Activation flow for the PFS

The LFS builds a general file system table (GFS) for each PFS and attaches the PFS's initialization entry point. This creates an independent MVS™ task, which is expected to follow these general steps:

Perform any PFS initialization that is necessary.
Load its VFS and vnode operation service routines and build their respective vector tables.
These are the PFS routines that the LFS calls to get such services as mount, open, read, and write. The VFS and vnode operations vector tables make up the major part of the PFS interface.

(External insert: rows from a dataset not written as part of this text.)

PR #802, opened 2026-03-07
fix: prevent message loss when new message arrives as idle timeout fires

dptts:
## Type of Change

## Description

I added added support for agents to respond to webhooks and found a race condition. GroupQueue.sendMessage() could silently drop incoming messages.

### Sequence:

1. Container is active processing messages (state.active = true)
2. Agent finishes its turn and enters idle-wait — the orchestrator's idle timer fires and calls closeStdin(), which writes a _close sentinel to the IPC directory and signals the container to wind down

This loading may be done by link-editing the operational routines with the PFS_Init routine.
Save the OSI operations vector table (OSIT) address.
The OSI operations vector table contains the addresses of LFS routines that the PFS uses to get certain services, such as those used to create vnodes.
Pass back to the LFS an 8-byte token that is saved by the LFS and used on all subsequent VFS and vnode operations. This token typically contains the address of the PFS's main anchor block. Its use is optional.
Exchange miscellaneous items of information between the LFS and PFS. Refer to The PFSI structure and the PFSI structure in Interface structures for C language servers and clients for details on the specific information that is exchanged.
Notify the LFS that initialization has finished, by posting the initialization-complete ECB that was supplied.
Wait on the termination ECB, which is also supplied by the LFS. This ECB is posted by the LFS when it is time to terminate the PFS.

Each PFS is initialized synchronously and serially during z/OS UNIX initialization, so that no PFS may go into an extended wait during initialization.

Note: The file system is not available this early in z/OS UNIX initialization. If the PFS_Init routine needs configuration or other information from a file, it must use an MVS data set.